O texto relata somente 3 seres. Onde estaria o quarto ser (satanás)? 



NÚMEROS 22 



A primeira e real ocorrência da palavra “satan” na bíblia hebraica não está no livro de Gênesis. Encontra-se, porém, no livro de Números, capítulo 22


A ira de Deus se acendeu, porque ele ia, e o anjo do Senhor pôs-se-lhe no caminho por adversário [heb. לשטן – le satan]. Ora, ele ia montado na sua jumenta, tendo consigo os seus dois servos. (Nm 22:22)



A outra passagem está em Números 22:32



Disse-lhe o anjo do SENHOR: Por que já três vezes espancaste a tua jumenta? Eis que eu te saí como adversário [heb. לשטן – le satan], porquanto o teu caminho é perverso diante de mim (Nm22:32)



Observa-se aqui que o “satanás” da passagem é o próprio Anjo do SENHOR que se opôs a Balaão quando ele saía para amaldiçoar o povo de Israel. É de fato um ser sobrenatural, porém, não o satan do conceito popular



1 SAMUEL 29:4 e 2 SAMUEL19:22



Mas os chefes dos filisteus muito se indignaram contra ele, e disseram a Áquis: Faze voltar este homem para que torne ao lugar em que o puseste; não desça ele conosco à batalha, a fim de que não se torne nosso adversário (לשטן – le satan) no combate; pois, como se tornaria este agradável a seu senhor? Porventura não seria com as cabeças destes homens?  (1Sm. 29:4)



Mas Davi disse: Que tenho eu convosco, filhos de Zeruia, para que hoje me sejais adversários? (לשטן – le satan ). Será morto alguém hoje em Israel? Pois não sei eu que hoje sou rei sobre Israel? (2Sm 19:22)



Nestas passagens os filisteus referiam-se a David como um “satan” no contexto militar, representando um inimigo dentro de suas fileiras. David era literalmente um "satan" deles.



1 REIS 



(1 Reis 5:4) - Agora, porém, o Senhor meu Deus me tem dado descanso de todos os lados: adversário(satan – שטן) não há, nem calamidade alguma.



(1 Reis 11:14) - O Senhor levantou contra Salomão um adversário (satan – שטן) Hadade, o edomeu; o qual era da estirpe real de Edom. 



(1 Reis 11:23) - Deus levantou contra Salomão ainda outro adversário ( satan – שטן) Rezom, filho de Eliadá, que tinha fugido de seu senhor Hadadézer, rei de Zobá. 



(1 Reis 11:25) - E foi adversário (satan – שטן) de Israel por todos os dias de Salomão, e isto além do mal que Hadade fazia; detestava a Israel, e reinava sobre a Síria. 



Nestas passagens, os “satanazes” são apenas seres humanos comuns.
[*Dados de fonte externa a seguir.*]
PR #2315, opened 2024-03-04
🐛(frontend) useUnionResource refetch on invalidate

rlecellier:
rebased on https://github.com/openfun/richie/pull/2308

## Purpose

fix a bug where when stack.length === 0, invalidate the query will not refetch.

### DIFF
--- a/src/frontend/js/hooks/useUnionResource/index.ts
+++ b/src/frontend/js/hooks/useUnionResource/index.ts
@@ -90,8 +90,10 @@ const useUnionResource = <
   const eofRef = useRef<Record<string, number>>(queryClient.getQueryData(eofQueryKey) ?? {});
   log('eof', eofRef.current);
 
-  const [unionQueryKey, setUnionQueryKey] = useState<string>();
+  const [update, setForceUpdate] = useState<number>();
 
+  // to force execution of useEffect::fetchNewPage(),
+  // reset need to generate a uniq key that is part of it's dependencies.
   const reset = () => {
     setStack([]);
     setPage(0);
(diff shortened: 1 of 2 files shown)


src/frontend/js/hooks/useUnionResource/index.ts
```diff
@@ -90,9 +91,15 @@ const useUnionResource = <
   const eofRef = useRef<Record<string, number>>(queryClient.getQueryData(eofQueryKey) ?? {});
   log('eof', eofRef.current);
 
-  const [unionQueryKey, setUnionQueryKey] = useState<string>();
+  const [unionQueryKey, setUnionQueryKey] = useState<Nullable<string>>();
+  const handleSetUnionQueryKey = (filterA: FiltersA, filterB: FiltersB) => {
+    setUnionQueryKey(
+      [JSON.stringify(filterA), JSON.stringify(filterB), new Date().getTime()].join('-'),
+    );
```
jbpenrath, line 98: Are you adding date into the query key to invalidate the previous query each time you are calling this method ?

If yes, you should invalidate the query key instead I think.

rlecellier: It's not a react-query key.
It's juste an inner home made key in this component that trigger new fetch when it change.

jbpenrath: Yup but I do not still understand why you need bind datetime in this query key ?

What is the case where this method could be called but filters did not change ?

rlecellier: We need the `useEffect` that containe `fetchNewPage` to be executed in order to update `useUnionResource` results.
To achive that we need to handle two corder cases that weren't done at start.
* When filters change, we update an internal key that is part of this `useEffect` dependencies.
* When a query is invalidate, we call the `reset` function that will now also update the internal key with a uniqid (timestamp).

note: previously reset rely on setting `stack` at `[]`, but this isn't enought as an invalidated query can be empty and there for stack chagne from `[]` to `[]` and the `useEffet` is not executed.

src/frontend/js/hooks/useUnionResource/index.ts
```diff
@@ -90,32 +90,32 @@ const useUnionResource = <
...
+  // to force execution of useEffect::fetchNewPage(),
+  // reset need to generate a uniq key that is part of it's dependencies.
   const reset = () => {
     setStack([]);
     setPage(0);
     setTotalCount(undefined);
     setError(undefined);
     setCursor(perPage);
     setIntegrityCount(0);
+    setForceUpdate(new Date().getTime());
```
jbpenrath, line 104: Just shorter
```suggestion
    setForceUpdate(Date.now());
```

jbpenrath (approved):
LGTM ✅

Hadade, o Idumeu e Rezom, que se opuseram a Salomão. Não há nenhuma figura de um “anjo caído” descrita nestes textos. 



SALMOS 



(Salmos 38:20) - Os que dão mal pelo bem são meus adversários (sotnei – שטני), porque eu sigo {o que é} bom. 
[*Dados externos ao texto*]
PR #2321, opened 2024-03-05
🐛(frontend) fix useUnionResource loadMore

### LINKED ISSUE #2317: "Load more" remains displayed at the bottom of the list on teacher dashboard
## Bug Report

**Problematic Behavior**

"Load more" remains displayed at the bottom of the list at `http://localhost:8070/en/dashboard/teacher/courses?query=Course`

Capture d’écran 2024-03-05 à 10 48 05

**Expected behavior/code**

It should disappear once the list is fully loaded

**Steps to Reproduce**
1. Go to `http://localhost:8070/en/dashboard/teacher/courses?query=Course`

rlecellier:
Because our Eof wasn't reset correctly, useUnionResource would never fetch the seconds pages and always return loadMore flag as true.

resolve #2317

### DIFF
--- a/src/frontend/js/hooks/useUnionResource/index.ts
+++ b/src/frontend/js/hooks/useUnionResource/index.ts
@@ -94,7 +94,11 @@ const useUnionResource = <
 
   // to force execution of useEffect::fetchNewPage(),
   // reset need to generate a uniq key that is part of it's dependencies.
-  const reset = () => {
+  const reset = (eofKey?: string) => {
+    if (eofKey) {
+      delete eofRef.current[eofKey];
+    }
+
     setStack([]);
     setPage(0);
     setTotalCount(undefined);
@@ -107,8 +111,12 @@ const useUnionResource = <
   // we manualy observe key invalidation to trigger new search
   // by generating a new update key
   if (refetchOnInvalidation) {
-    useQueryKeyInvalidateListener(queryAConfig.queryKey, reset);
-    useQueryKeyInvalidateListener(queryBConfig.queryKey, reset);
+    useQueryKeyInvalidateListener(queryAConfig.queryKey, () => {
+      reset(queryAConfig.queryKey.join('-'));
+    });
+    useQueryKeyInvalidateListener(queryBConfig.queryKey, () => {
+      reset(queryBConfig.queryKey.join('-'));
+    });
   }
 
   // filters have changes, new results will be fetch.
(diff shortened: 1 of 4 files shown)


NathanVss (approved):
Neat + adding a test would be nice

src/frontend/js/hooks/useUnionResource/utils/fetchEntity.ts
```diff
@@ -65,14 +65,11 @@ export const fetchEntity = async <
...
-    // If we reached the end of the list, we set the eof flag to prevent future requests.
-    if (!res.next) {
-      eofRef.current = { ...eofRef.current, [queryKeyString]: filters.page! };
-      // Eof is cached based, the same way, we cache the fetching data. Otherwise there would
-      // be request to non existing pages after reload.
-      queryClient.setQueryData(eofQueryKey, eofRef.current);
-    }
+    // Eof is cached based, the same way, we cache the fetching data. Otherwise there would
+    // be request to non existing pages after reload.
+    const totalPages = Math.ceil(res.count / perPage);
```
NathanVss, line 70: Can you confirm that this change around removing `if(!res.next)` is purely to make the code simpler or it does solve an issue?

src/frontend/js/hooks/useUnionResource/index.ts
```diff
@@ -94,7 +94,11 @@ const useUnionResource = <
 
   // to force execution of useEffect::fetchNewPage(),
   // reset need to generate a uniq key that is part of it's dependencies.
-  const reset = () => {
+  const reset = (eofKey?: string) => {
```
NathanVss, line 97: What I suggest is to not have a param passed to the `reset` function, to make sure it stay simple. And to reset both list each time an invalidation occur, WDYT? After all we can consider that if there is one invalidation we should reset the entire list as they nearly the same entity

NathanVss (approved):

src/frontend/js/hooks/useUnionResource/utils/fetchEntity.ts
rlecellier: I don't remember it fixing a bug. But i felt better having `eofRef.current` up to date all along on debuging and i saw no reason not to keep it like this at the end.

NathanVss: Allright

src/frontend/js/hooks/useUnionResource/index.ts
NathanVss: Ok deal if it works well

(Salmos 71:13) - Sejam envergonhados e consumidos os meus adversários (sotnei - שטני); cubram-se de opróbrio e de confusão aqueles que procuram o meu mal. 

(Salmos 109:4) - Em paga do meu amor são meus adversários (yistenuni - ישטנוני), mas eu me dedico à oração. 

(Salmos 109:20) - Seja este, da parte do Senhor, o galardão dos meus adversários (sotnai – שטני), e dos que falam mal contra mim! 

(Salmos 109:29) - Vistam-se de ignomínia os meus acusadores (sotnai – שטני)e cubram-se da sua própria vergonha como dum manto!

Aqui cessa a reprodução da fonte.